PROBLEM STATEMENT -> Once you have read the data below, set it all down again exactly.

──────── SOURCE MATERIAL ────────

Issue #290, opened 2025-06-09
GitHub action for release broken for Linux Arm64


AustinWise:
Triggering the release logic from the main branch fails because no build command is invoked. [See here](https://github.com/AustinWise/biscuit-rust/actions/runs/15525607534/job/43704838226) on my clone.

I tried changing the [this condition](https://github.com/eclipse-biscuit/biscuit-rust/blob/cea4b141cb82ef317a2262355d468f2eb540e4bc/.github/workflows/release.yml#L70) in release.yaml to cause the build to happen:

```diff
-        if: matrix.os == 'ubuntu-latest' && matrix.target_arch == 'x86_64-unknown-linux-gnu'
+        if: matrix.os == 'ubuntu-latest' && matrix.target_arch != 'x86_64-unknown-linux-musl'
```

However I then got this [error message](https://github.com/AustinWise/biscuit-rust/actions/runs/15524234533/job/43701536330):

> error: linking with `cc` failed: exit status: 1
>           /usr/bin/ld: /home/runner/work/biscuit-rust/biscuit-rust/target/aarch64-unknown-linux-gnu/release/deps/biscuit_auth.biscuit_auth.4ca180a0f95159a9-cgu.00.rcgu.o: Relocations in generic ELF (EM: 183)
>          /usr/bin/ld: /home/runner/work/biscuit-rust/biscuit-rust/target/aarch64-unknown-linux-gnu/release/deps/biscuit_auth.biscuit_auth.4ca180a0f95159a9-cgu.00.rcgu.o: error adding symbols: file in wrong format

If I understand correctly, this means that the linker tried to link object files from different architectures together.

I'm not familiar with `cargo-c`, so I'm not sure how to debug from here. This Linux arm64 logic was introduce in #278.

ptondereau:
Hello thanks for the report!
I'll provide a fix and for the error message, I think this is because the target should not be musl et also the target architecture émis wrong

PR #291, opened 2025-06-09
Add support for generating Windows release assets

AustinWise:
Three platforms are supported: x86_64, i686, and ARM64. There are the three user-land architectures supported by modern Windows ([arm32 was recently removed](https://learn.microsoft.com/en-us/windows/arm/arm32-to-arm64)). These platforms are supported by Rust as [tier 2 with host tools or above](https://doc.rust-lang.org/rustc/platform-support.html).

I've tested this PR in the following ways:

* trigged [a build](https://github.com/AustinWise/biscuit-rust/releases/tag/austin-test-11) and confirmed that all three architectures [generate assets](https://github.com/AustinWise/biscuit-rust/releases/tag/austin-test-11). 
* Downloaded the assets and confirmed that the `tar` command built into Windows 11 can extract the tar file.
* Used the x86_64, i686, and ARM64 DLL in my experimental [C# bindings](https://github.com/AustinWise/biscuit-csharp) to exercise several functions
* Statically linking on x86_64.

I ran into trouble with existing targets building. I'm pretty sure this is not caused by changes, see #290.

### DIFF
--- a/.github/workflows/release.yml
+++ b/.github/workflows/release.yml
@@ -33,6 +33,15 @@ jobs:
           - os: ubuntu-latest
             target_arch: aarch64-unknown-linux-gnu
             arch: arm64-linux
+          - os: windows-latest
+            target_arch: x86_64-pc-windows-msvc
+            arch: x86_64-windows
+          - os: windows-latest
+            target_arch: i686-pc-windows-msvc
+            arch: i686-windows
+          - os: windows-latest
+            target_arch: aarch64-pc-windows-msvc
+            arch: arm64-windows
 
     steps:
       - name: Checkout sources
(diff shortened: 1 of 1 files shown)


.github/workflows/release.yml
```diff
@@ -77,13 +97,18 @@ jobs:
...
 
       - name: Compress
         run: tar cvzf biscuit-auth-${{github.ref_name}}-${{matrix.arch}}.tar.gz -C build/ .
 
       - name: Generate checksum
+        shell: bash
         run: |
-          if [[ "$RUNNER_OS" == "Linux" ]]; then
+          if [[ "$RUNNER_OS" == "Linux" || "$RUNNER_OS" == "Windows" ]]; then
             sha256sum "biscuit-auth-${{github.ref_name}}-${{matrix.arch}}.tar.gz" > "biscuit-auth-${{github.ref_name}}-${{matrix.arch}}.tar.gz.sha256"
```
ptondereau, line 112: Should we use .zip for windows instead? tar seems not installed by default?

.github/workflows/release.yml
```diff
@@ -62,12 +71,23 @@ jobs:
...
+        shell: cmd
+        run: |
+          curl -L %LINK%/%CARGO_C_VERSION%/%CARGO_C_FILE% -o %TEMP%\%CARGO_C_FILE%
+          tar xzf %TEMP%\%CARGO_C_FILE% -C %USERPROFILE%\.cargo\bin
+          del %TEMP%\%CARGO_C_FILE%
       - name: Run cargo-c tests
         run: cargo ctest --release --features="capi"
         if: matrix.os == 'ubuntu-latest' && matrix.target_arch == 'x86_64-unknown-linux-gnu'
 
       - name: Build C-API (Linux)
```
ptondereau, line 89: To ease the reading the CI maybe adding "arch" in the title

ptondereau (approved):
Thanks for this PR, I reviewed as I introduced this CI but the maintainers will have the final word.

About the error with linux + arm, I don't have such architecture at home but I will investigate

Geal:
@AustinWise thank you for looking into this. What are you using Biscuit on Windows for? Do you know that somebody is working on a .Net native implementation (if that could help). BTW to get this merged, you should fill the Eclipse Contributor Agreement, then once the cargo-c build on Linux ARM is solved it should be alright

AustinWise:
@Geal I have a project where I'm experimenting with Biscuits and sometimes I develop on a Windows computer. I don't have any grand plans at the moment for this project.

A native .NET implementation would be nice, but the [main Biscuit page](https://github.com/eclipse-biscuit/biscuit) says the .NET implementation only supports v1 of the specification. Is there a .NET implementation other than [dmunch/biscuit-net](https://github.com/dmunch/biscuit-net)?

I signed the Eclipse Contributor Agreement.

────────

REPLY ->
Issue #290, opened 2025-06-09
GitHub action for release broken for Linux Arm64


AustinWise:
Triggering the release logic from the main branch fails because no build command is invoked. [See here](https://github.com/AustinWise/biscuit-rust/actions/runs/15525607534/job/43704838226) on my clone.

I tried changing the [this condition](https://github.com/eclipse-biscuit/biscuit-rust/blob/cea4b141cb82ef317a2262355d468f2eb540e4bc/.github/workflows/release.yml#L70) in release.yaml to cause the build to happen:

```diff
-        if: matrix.os == 'ubuntu-latest' && matrix.target_arch == 'x86_64-unknown-linux-gnu'
+        if: matrix.os == 'ubuntu-latest' && matrix.target_arch != 'x86_64-unknown-linux-musl'
```

However I then got this [error message](https://github.com/AustinWise/biscuit-rust/actions/runs/15524234533/job/43701536330):

> error: linking with `cc` failed: exit status: 1
>           /usr/bin/ld: /home/runner/work/biscuit-rust/biscuit-rust/target/aarch64-unknown-linux-gnu/release/deps/biscuit_auth.biscuit_auth.4ca180a0f95159a9-cgu.00.rcgu.o: Relocations in generic ELF (EM: 183)
>          /usr/bin/ld: /home/runner/work/biscuit-rust/biscuit-rust/target/aarch64-unknown-linux-gnu/release/deps/biscuit_auth.biscuit_auth.4ca180a0f95159a9-cgu.00.rcgu.o: error adding symbols: file in wrong format

If I understand correctly, this means that the linker tried to link object files from different architectures together.

I'm not familiar with `cargo-c`, so I'm not sure how to debug from here. This Linux arm64 logic was introduce in #278.

ptondereau:
Hello thanks for the report!
I'll provide a fix and for the error message, I think this is because the target should not be musl et also the target architecture émis wrong

PR #291, opened 2025-06-09
Add support for generating Windows release assets

AustinWise:
Three platforms are supported: x86_64, i686, and ARM64. There are the three user-land architectures supported by modern Windows ([arm32 was recently removed](https://learn.microsoft.com/en-us/windows/arm/arm32-to-arm64)). These platforms are supported by Rust as [tier 2 with host tools or above](https://doc.rust-lang.org/rustc/platform-support.html).

I've tested this PR in the following ways:

* trigged [a build](https://github.com/AustinWise/biscuit-rust/releases/tag/austin-test-11) and confirmed that all three architectures [generate assets](https://github.com/AustinWise/biscuit-rust/releases/tag/austin-test-11). 
* Downloaded the assets and confirmed that the `tar` command built into Windows 11 can extract the tar file.
* Used the x86_64, i686, and ARM64 DLL in my experimental [C# bindings](https://github.com/AustinWise/biscuit-csharp) to exercise several functions
* Statically linking on x86_64.

I ran into trouble with existing targets building. I'm pretty sure this is not caused by changes, see #290.

### DIFF
--- a/.github/workflows/release.yml
+++ b/.github/workflows/release.yml
@@ -33,6 +33,15 @@ jobs:
           - os: ubuntu-latest
             target_arch: aarch64-unknown-linux-gnu
             arch: arm64-linux
+          - os: windows-latest
+            target_arch: x86_64-pc-windows-msvc
+            arch: x86_64-windows
+          - os: windows-latest
+            target_arch: i686-pc-windows-msvc
+            arch: i686-windows
+          - os: windows-latest
+            target_arch: aarch64-pc-windows-msvc
+            arch: arm64-windows
 
     steps:
       - name: Checkout sources
(diff shortened: 1 of 1 files shown)


.github/workflows/release.yml
```diff
@@ -77,13 +97,18 @@ jobs:
...
 
       - name: Compress
         run: tar cvzf biscuit-auth-${{github.ref_name}}-${{matrix.arch}}.tar.gz -C build/ .
 
       - name: Generate checksum
+        shell: bash
         run: |
-          if [[ "$RUNNER_OS" == "Linux" ]]; then
+          if [[ "$RUNNER_OS" == "Linux" || "$RUNNER_OS" == "Windows" ]]; then
             sha256sum "biscuit-auth-${{github.ref_name}}-${{matrix.arch}}.tar.gz" > "biscuit-auth-${{github.ref_name}}-${{matrix.arch}}.tar.gz.sha256"
```
ptondereau, line 112: Should we use .zip for windows instead? tar seems not installed by default?

.github/workflows/release.yml
```diff
@@ -62,12 +71,23 @@ jobs:
...
+        shell: cmd
+        run: |
+          curl -L %LINK%/%CARGO_C_VERSION%/%CARGO_C_FILE% -o %TEMP%\%CARGO_C_FILE%
+          tar xzf %TEMP%\%CARGO_C_FILE% -C %USERPROFILE%\.cargo\bin
+          del %TEMP%\%CARGO_C_FILE%
       - name: Run cargo-c tests
         run: cargo ctest --release --features="capi"
         if: matrix.os == 'ubuntu-latest' && matrix.target_arch == 'x86_64-unknown-linux-gnu'
 
       - name: Build C-API (Linux)
```
ptondereau, line 89: To ease the reading the CI maybe adding "arch" in the title

ptondereau (approved):
Thanks for this PR, I reviewed as I introduced this CI but the maintainers will have the final word.

About the error with linux + arm, I don't have such architecture at home but I will investigate

Geal:
@AustinWise thank you for looking into this. What are you using Biscuit on Windows for? Do you know that somebody is working on a .Net native implementation (if that could help). BTW to get this merged, you should fill the Eclipse Contributor Agreement, then once the cargo-c build on Linux ARM is solved it should be alright

AustinWise:
@Geal I have a project where I'm experimenting with Biscuits and sometimes I develop on a Windows computer. I don't have any grand plans at the moment for this project.

A native .NET implementation would be nice, but the [main Biscuit page](https://github.com/eclipse-biscuit/biscuit) says the .NET implementation only supports v1 of the specification. Is there a .NET implementation other than [dmunch/biscuit-net](https://github.com/dmunch/biscuit-net)?

I signed the Eclipse Contributor Agreement.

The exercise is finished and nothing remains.